In the wake of Big Data, many companies embarked on the Data Science journey, the field having established itself as the inescapable route towards Big Data transformation into knowledge and actions. Discover in this blog article the 5 key practices to observe in order to ensure project success.
Data Science methodology is essentially agile and iterative. It derives from inductive reasoning, which consists in exploiting data to build knowledge. The approach is step-based: assumptions are first made and then, validated using statistical and/or machine learning algorithms.
As a general rule, the method used is the 6-step CRISP-DM method. Following the business and data understanding phases, data is prepared and recoded for modelling. The model is then evaluated before, finally, being automated.
Repeating the process, even several times, may be necessary, before actually implementing and deploying the model.
2. Engaging with the business
The modelling process starts and ends with the business. Initially, the project must have a general objective such as “better understand my points of sale key success factors”. If you do not understand a business function, then you cannot model it.

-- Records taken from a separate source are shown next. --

PR #1979, opened 2022-07-24
ScottPlot5 controls: InputMap

swharden:
Controls now have an InputMap class which defines which mouse buttons and keyboard keys are connected to which actions.

Users who wish to achieve superior UI customization can still implement a custom IInteraction that the backend uses.

### DIFF
--- a/src/ScottPlot5/Sandbox/ScottPlot.Sandbox.WPF/MainWindow.xaml.cs
+++ b/src/ScottPlot5/Sandbox/ScottPlot.Sandbox.WPF/MainWindow.xaml.cs
@@ -25,6 +25,10 @@ namespace WPFDemo
             WpfPlot.Plot.AddScatter(Generate.Consecutive(N), Generate.Cos(N), Colors.Red);
             WpfPlot.Plot.AddScatter(Generate.Consecutive(N), Generate.Sin(N, 0.5), Colors.Green);
 
+            // swap left and right buttons
+            WpfPlot.ButtonMap.ClickDragPan = ScottPlot.Control.MouseButton.Right;
+            WpfPlot.ButtonMap.ClickDragZoom = ScottPlot.Control.MouseButton.Left;
+
             WpfPlot.MouseMove += WpfPlot_MouseMove;
         }
 
--- a/src/ScottPlot5/Sandbox/ScottPlot.Sandbox.WPF/MainWindow.xaml.cs
+++ b/src/ScottPlot5/Sandbox/ScottPlot.Sandbox.WPF/MainWindow.xaml.cs
@@ -26,8 +26,8 @@ namespace WPFDemo
             WpfPlot.Plot.AddScatter(Generate.Consecutive(N), Generate.Sin(N, 0.5), Colors.Green);
 
             // swap left and right buttons
-            WpfPlot.ButtonMap.ClickDragPan = ScottPlot.Control.MouseButton.Right;
-            WpfPlot.ButtonMap.ClickDragZoom = ScottPlot.Control.MouseButton.Left;
+            WpfPlot.InputMap.ClickDragPan = ScottPlot.Control.MouseButton.Right;
+            WpfPlot.InputMap.ClickDragZoom = ScottPlot.Control.MouseButton.Left;
 
             WpfPlot.MouseMove += WpfPlot_MouseMove;
         }
--- a/src/ScottPlot5/ScottPlot/Control/InputMap.cs
+++ b/src/ScottPlot5/ScottPlot/Control/InputMap.cs
@@ -1,0 +1,76 @@
+﻿namespace ScottPlot.Control;
+
+/// <summary>
+/// This class maps common plot actions with specific mouse and keyboard inputs
+/// </summary>
+public class InputMap
+{
+    public MouseButton? ClickDragPan = null;
+    public MouseButton? ClickDragZoom = null;
+    public MouseButton? ClickDragZoomRectangle = null;
+    public MouseButton? DoubleClick = null;
+    public MouseButton? ZoomIn = null;
+    public MouseButton? ZoomOut = null;
+
+    public Key? LockHorizontalAxis = null;
+    public Key? LockVerticalAxis = null;
+    public Key? PanZoomRectangle = null;
+
+    public bool IsLockedX(IEnumerable<Key> keys)
+    {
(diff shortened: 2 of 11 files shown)


src/ScottPlot5/Sandbox/ScottPlot.Sandbox.WPF/MainWindow.xaml.cs
```diff
@@ -25,6 +25,10 @@ public MainWindow()
             WpfPlot.Plot.AddScatter(Generate.Consecutive(N), Generate.Cos(N), Colors.Red);
             WpfPlot.Plot.AddScatter(Generate.Consecutive(N), Generate.Sin(N, 0.5), Colors.Green);
 
+            // swap left and right buttons
```
bclehmann, line 28: Not sure if you want to undo this?

src/ScottPlot5/ScottPlot/Control/InputMap.cs
```diff
@@ -0,0 +1,76 @@
...
+    public MouseButton? ClickDragZoomRectangle = null;
+    public MouseButton? DoubleClick = null;
+    public MouseButton? ZoomIn = null;
+    public MouseButton? ZoomOut = null;
+
+    public Key? LockHorizontalAxis = null;
+    public Key? LockVerticalAxis = null;
+    public Key? PanZoomRectangle = null;
+
+    public bool IsLockedX(IEnumerable<Key> keys)
```
bclehmann, line 19: This method (and `IsLockedY` and `IsZoomingRectangle`) sound like they're stateful. i.e. They're storing whether or not the axis should be locked or the rectangle should be zooming.

Perhaps it should be `ShouldLockX`, `ShouldLockY` and `ShouldZoomRectangle`?

src/ScottPlot5/ScottPlot/Control/Interactions/StandardInteractions.cs
```diff
@@ -18,27 +25,51 @@ public StandardInteractions(IPlotControl control)
...
+        }
+        else
+        {
+            return;
+        }
+    }
+
+    private void ZoomIn(Pixel pixel, IEnumerable<Key> keys)
     {
+        double xFrac = InputMap.IsLockedX(keys) ? 1 : ZoomInFraction;
```
bclehmann, line 46: This is nice

src/ScottPlot5/ScottPlot/Control/Interactions/StandardInteractions.cs
```diff
@@ -18,27 +25,51 @@ public StandardInteractions(IPlotControl control)
...
+        double yFrac = InputMap.IsLockedY(keys) ? 1 : ZoomOutFraction;
+
+        Plot.MouseZoom(xFrac, yFrac, pixel);
+        Control.Refresh();
     }
 
     public virtual void MouseUp(Pixel pixel, MouseButton button, bool endDrag)
     {
-        switch (button)
+        if (button == InputMap.ClickDragZoomRectangle)
```
bclehmann, line 64: Can this be `InputMap.IsZoomingRectangle`?

src/ScottPlot5/ScottPlot/Control/MouseButton.cs
```diff
@@ -11,5 +11,9 @@ public enum MouseButton
         Left,
         Right,
         Middle,
+        WheelUp,
```
bclehmann, line 14: I don't think I like considering mouse wheel movements to `MouseButton`s.

I know a `MouseWheelDirection` enum is a little verbose, but I think it's a better option.

bclehmann:
I also went back and forth on whether I like `InputMap` as a name or not, so far I've settled on apathy, but if you'd like to change it I think `InputBindings` or `InputOptions` are alright alternatives.

src/ScottPlot5/Sandbox/ScottPlot.Sandbox.WPF/MainWindow.xaml.cs
swharden: It's in there for now to demo how to use it. I'll keep it a little longer while I keep refining this backend. Thanks for pointing it out though!

src/ScottPlot5/ScottPlot/Control/InputMap.cs
swharden: Good point! I'll do this, and improve understanding using XML docs too 👍

src/ScottPlot5/ScottPlot/Control/Interactions/StandardInteractions.cs
swharden: It makes a little more sense when you see it in context

```cs
public class InputMap
{
    public MouseButton? ClickDragPan = null;
    public MouseButton? ClickDragZoom = null;
    public MouseButton? ClickDragZoomRectangle = null;
    public MouseButton? DoubleClick = null;
    public MouseButton? ZoomIn = null;
    public MouseButton? ZoomOut = null;

    public Key? LockHorizontalAxis = null;
    public Key? LockVerticalAxis = null;
    public Key? PanZoomRectangle = null;
```

It would be more verbose, but maybe this could be better communicated by renaming to

```cs
public MouseButton? ClickDragPanButton = null;
public MouseButton? ClickDragZoomButton = null;
public MouseButton? ClickDragZoomRectangleButton = null;
public MouseButton? DoubleClickButton = null;
public MouseButton? ZoomInButton = null;
public MouseButton? ZoomOutButton = null;

public Key? LockHorizontalAxisKey = null;
public Key? LockVerticalAxisKey = null;
public Key? PanZoomRectangleKey = null;
```

src/ScottPlot5/ScottPlot/Control/MouseButton.cs
swharden: The gotcha here is that a wheel event is being treated like a button press

https://github.com/ScottPlot/ScottPlot/blob/d79f1898eda169daf884077ef9c6fb1e0c46a269/src/ScottPlot5/ScottPlot/Control/Backend.cs#L97-L101

I think you're right though that wheel events should be distinct, and probably not passed into the MouseDown function.

However this gets redesigned, it should be easy to re-write mouse wheel events to do different things (like pan)

swharden: In #1982 I refactored this to be separate enumerations, `MouseButton` and `MouseWheelDirection`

Business departments must therefore devote some time to helping Data Scientists better grasp the business issues suggested by the data. Similarly, Data Science teams have to take the time to communicate results obtained to business departments, using Business Intelligence tools such as DataViz and DataStorytelling.
3. Data quality
Data is, of course, at the very heart of the Data Science process. High quality and well-documented data is a prerequisite for exploitable results.
Whilst the volume of data is not a serious cause for concern, data quality and depth are, for their part, key factors in Data Science initiatives. Special effort will be made to track missing, false or inconsistent data, and particular attention will be paid to unusual observations and outliers.
4. Human and organisational challenges
In Data Science, people from various backgrounds, such as statistics, machine learning, business, BI, programming and databases, must collaborate. This diversity usually poses a major challenge when setting up a Datalab.
5. Technical challenges
Finally, the 5th practice concerns the technical challenges. Indeed, Data Science is by no means a new science. Rooted in the spheres of statistics and machine learning, it had to adapt to Big Data. An adaptation that has, almost totally, changed the way Data Science projects are managed and carried out.
The emergence of new Open Source tools and languages has also caused a major paradigm shift. Gone are the days when the practice of Data Science involved only one tool. Data Scientists now use several tools and languages (such as the R or Python language) to see their projects through.
A word of caution here: since there is a compatibility matrix for the various Big Data infrastructures and Data Science tools and languages, it is strongly recommended that you carefully define your Data Science environment before selecting a Big Data architecture, if possible.
To conclude, as it has been found that Data Science projects tend to “unsilo” companies, which makes them cross-functional projects par excellence, they should ideally, be visible at executive management level.